* _Material supplied_
***

PR #3889, opened 2021-11-01
Dom: Allow relative URLs

### LINKED ISSUE #3754: Writer field: no href attribute rendered when link does not contain protocol

lukasbestle:
## Describe the PR

Truly relative URLs are now supported in `Dom` and therefore also in the `writer` field.

We need to be super careful that URLs that point to external domains are never allowed. This would allow attacks where external resources are embedded or users are tricked into clicking on links to harmful external sites.

As far as I can tell, the new rule for relative URLs ("URL does not contain colon or the part before the colon contains a slash and is therefore not a valid scheme") protects us from that, but I'm not 100 % sure.

It would be super helpful if you could carefully read through and follow the logic of the [specification](https://url.spec.whatwg.org/#url-writing) as well. Four or six eyes see more than two. 🙂

### Fixed regressions

- The `writer` field allows relative URLs again.

## Breaking changes

None

## Related issues/ideas

- Fixes #3754

## Ready?

- [x] CI checks pass

## When merging

### DIFF
--- a/src/Toolkit/Dom.php
+++ b/src/Toolkit/Dom.php
@@ -353,7 +353,7 @@ class Dom
         if (Str::startsWith($url, 'mailto:') === true) {
             $address = Str::after($url, 'mailto:');
 
-            if (empty($address) || V::email($address) === true) {
+            if (empty($address) === true || V::email($address) === true) {
                 return true;
             }
 
@@ -364,7 +364,10 @@ class Dom
         if (Str::startsWith($url, 'tel:') === true) {
             $address = Str::after($url, 'tel:');
 
-            if (empty($address) || preg_match('!^[+]?[0-9]+$!', $address)) {
+            if (
+                empty($address) === true ||
+                preg_match('!^[+]?[0-9]+$!', $address) === 1
+            ) {
                 return true;
             }
 
--- a/src/Toolkit/Dom.php
+++ b/src/Toolkit/Dom.php
@@ -258,8 +258,12 @@ class Dom
         }
 
         // allow URLs that point to fragments inside the file
-        // as well as site-internal URLs
-        if (in_array(mb_substr($url, 0, 1), ['#', '/']) === true) {
+        if (mb_substr($url, 0, 1) === '#') {
+            return true;
+        }
+
+        // allow site-internal URLs (but not protocol-relative URLs)
+        if (mb_substr($url, 0, 1) === '/' && mb_substr($url, 1, 1) !== '/') {
             return true;
         }
 
--- a/src/Toolkit/Dom.php
+++ b/src/Toolkit/Dom.php
@@ -10,6 +10,7 @@ use DOMElement;
 use DOMNode;
 use DOMProcessingInstruction;
 use DOMXPath;
+use Kirby\Cms\App;
 use Kirby\Exception\Exception;
 use Kirby\Exception\InvalidArgumentException;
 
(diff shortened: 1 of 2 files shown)


bastianallgeier:
It looks good to me. I wonder if we could get into trouble with upwards navigation via ../../../../something-hacky similar to the nasty filesystem exploits. I'm not sure if this is possible on the URL level at all. The webroot would always be the final point. The only way I could think of would be a subfolder installation where the URL is pointing to another subfolder installation, but that's very theoretical. I just wanted to bring it up as an option.

lukasbestle:
It's a good point! We have the same issue with domain-relative URLs (`/some/path`) already, but that doesn't make it better.

Do we have a way to prevent such attacks?

bastianallgeier:
@lukasbestle we could build a similar check like this: https://github.com/getkirby/kirby/blob/88cbd9be7011df59e7b789f8d5125ecf158bc6ca/src/Filesystem/F.php#L652 if a relative path is still below the index URL.

lukasbestle:
We don't know where the sanitized HTML will be printed, so the number of allowed levels will change depending on the level of the current page.

What we could do:

- Block `../` in URLs completely (at the beginning or in the middle).
- Validate URLs starting with `/` against Kirby's index URL. This would add a dependency on the CMS classes, but we could make it a soft dependency (i.e. the check is only made if an `App` object exists).

bastianallgeier:
Ah, shit. You are right. This seems to be getting a bit out of hand. One other option could be to allow relative paths only in links and block them anywhere else.

lukasbestle:
To be honest that's even more complex to implement as we'd need more configuration options to tell `Dom` which attribute contains links.

Do you see a disadvantage with the changes I proposed?

bastianallgeier:
I think it's an incomplete workaround that still takes quite a lot of effort. I guess it's just a matter of time until someone will afterwards post an issue that ../ in links are not possible.

lukasbestle:
It would be pretty quick to implement as we would only need to check if the URL contains the string `../` or `..\`.

This sequence in the middle of a URL has no actual purpose. At the beginning it *may* be useful sometimes, but I'd much rather have optimal security than a very complex solution that only fixes the issue for URLs that are not links. Also you may want to use relative URLs for image targets etc. as well, which wouldn't be possible if we only allow relative URLs for links.

bastianallgeier:
Ok convinced! Then let's do it this way.

bastianallgeier (approved):
Very nice!!

lukasbestle:
@bastianallgeier Implemented as discussed.

There is one edge case I realized while implementing: With `../` sequences in domain-relative URLs (`/some/../path`) you could "escape" from the site index URL. I added a TODO comment for possible future refactoring, but I think this case is not relevant in practice as there is no need to put `../` sequences in the middle of URLs. In case anyone ever asks for this feature, we can still add it. For now I decided to go the stricter but safer route.

PR #3895, opened 2021-11-02
3.6.0-rc.3

bastianallgeier:


afbora (approved):
Looks great 🎉

lukasbestle:
I wonder why the Composer package `psr/log` was updated. The new version is only supported in PHP `>=8.0.0`, so we can't ship it with Kirby. Composer shouldn't even have updated it as it conflicts with the version requirement in our `composer.json`.

@bastianallgeier Which Composer version are you using locally?

bastianallgeier:
Ugh, I didn't see that. I'm on Composer 2.0.13

afbora:
@lukasbestle I found why `psr/log` updated to v3, `filp/whoops@2.14.4` : https://github.com/filp/whoops/commit/af5ed434c5fed261aa32c60805c5e7a8fcccb1f4

I guess we need to pin manually v1 from our composer, right? `"psr/log": "1.1.4"`

lukasbestle:
I tested it again, it's not caused by the Composer version but by the current PHP version. Seems like Composer ignores the PHP version constraint and just cares about the current version.

So because Composer was run with PHP 8.0, it installed the latest versions that are compatible with PHP 8.0.

Since we don't rely on `psr/log`, it is thankfully not critical. For now @afbora's suggestion will solve it. But I'll see if the dependency can instead be removed entirely by moving it to `suggest` in Whoops.

PR #3908, opened 2021-11-03
Use optional chaining `(?.)` in frontend

afbora:
## Describe the PR

Use optional chaining `(?.)`
https://developer.mozilla.org/en-US/docs/Web/JavaScript/Reference/Operators/Optional_chaining

All browsers supported
https://caniuse.com/mdn-javascript_operators_optional_chaining

### Refactoring
- Switched to `Optional chaining operator` on Frontend

## Breaking changes

None

## Related issues/ideas

None

## Ready?

- [x] CI checks pass

## When merging

### DIFF
--- a/panel/src/api/request.js
+++ b/panel/src/api/request.js
@@ -65,13 +65,13 @@ export default (config) => {
         }
 
         // look for an error status
-        if (json.status && json.status === "error") {
+        if (json.status === "error") {
           throw json;
         }
 
         let data = json;
 
-        if (json.data && json.type && json.type === "model") {
+        if (json.data && json.type === "model") {
           data = json.data;
         }
 
--- a/panel/src/components/Dialogs/Dialog.vue
+++ b/panel/src/components/Dialogs/Dialog.vue
@@ -214,10 +214,10 @@ export default {
       this.close();
     },
     focus() {
-      if (this.$refs.dialog && this.$refs.dialog.querySelector) {
+      if (this.$refs.dialog?.querySelector) {
         const btn = this.$refs.dialog.querySelector(".k-dialog-button-cancel");
 
-        if (btn && typeof btn.focus === "function") {
+        if (typeof btn?.focus === "function") {
           btn.focus();
         }
       }
--- a/panel/src/components/Dialogs/LanguageDialog.vue
+++ b/panel/src/components/Dialogs/LanguageDialog.vue
@@ -38,7 +38,7 @@ export default {
           // if the entered language code exists
           // matches the locale values in the languages defined in the system
           let locales = this.$system.locales || [];
-          if (locales && locales[code]) {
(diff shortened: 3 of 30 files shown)


johannschopplich:
I love minor refactors like this. Beautiful. 🤭☺️

bastianallgeier:
I like it a lot. We should just make sure to test this properly to not overlook any unwanted side-effects. I can't see any from scanning the files, but we should still check.

gearsdigital:
Not sure if you have some static code analysis somewhere but you should consider adding it because it can help to prevent unwanted side-effects.

https://eslint.org/docs/rules/no-unsafe-optional-chaining

*edit You have! And that's awesome 😎

distantnative:
Don't wanna ruin the party, but technically it would be a breaking change as it raises the browser requirements of our Panel.

Current requirements:
- Chrome 63+
- Firefox 67+
- Safari 11.1+
- Edge 79+
- Opera 50+
- Mobile Safari 11.1+
- Android Browser 92+
- Chrome for Android 92+

With this change:
- Chrome 80+
- Firefox 74+
- Safari 13.1+
- Edge 80+
- Opera 67+
- Mobile Safari 13.4+
- Android Browser 95+
- Chrome for Android 95+

The new requirements would cover 91.81% of all users according to https://caniuse.com/mdn-javascript_operators_optional_chaining. Our current requirements 94.24%.

distantnative (changes requested):
Don't wanna ruin the party, but technically it would be a breaking change as it raises the browser requirements of our Panel.

Current requirements:
- Chrome 63+
- Firefox 67+
- Safari 11.1+
- Edge 79+
- Opera 50+
- Mobile Safari 11.1+
- Android Browser 92+
- Chrome for Android 92+

With this change:
- Chrome 80+
- Firefox 74+
- Safari 13.1+
- Edge 80+
- Opera 67+
- Mobile Safari 13.4+
- Android Browser 95+
- Chrome for Android 95+

The new requirements would cover 91.81% of all users according to https://caniuse.com/mdn-javascript_operators_optional_chaining. Our current requirements 94.24%.

It's no big break at all, but I would still argue that users shouldn't be forced to communicate new browser requirements to clients on minor updates. That's why I think we would need to move this to 3.7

***

* _Your task_
Copy, exactly and only, the lines above that begin with the one containing "It's a good" and finish with the one containing "in the middle).".

* _Answer to the problem_
It's a good point! We have the same issue with domain-relative URLs (`/some/path`) already, but that doesn't make it better.

Do we have a way to prevent such attacks?

bastianallgeier:
@lukasbestle we could build a similar check like this: https://github.com/getkirby/kirby/blob/88cbd9be7011df59e7b789f8d5125ecf158bc6ca/src/Filesystem/F.php#L652 if a relative path is still below the index URL.

lukasbestle:
We don't know where the sanitized HTML will be printed, so the number of allowed levels will change depending on the level of the current page.

What we could do:

- Block `../` in URLs completely (at the beginning or in the middle).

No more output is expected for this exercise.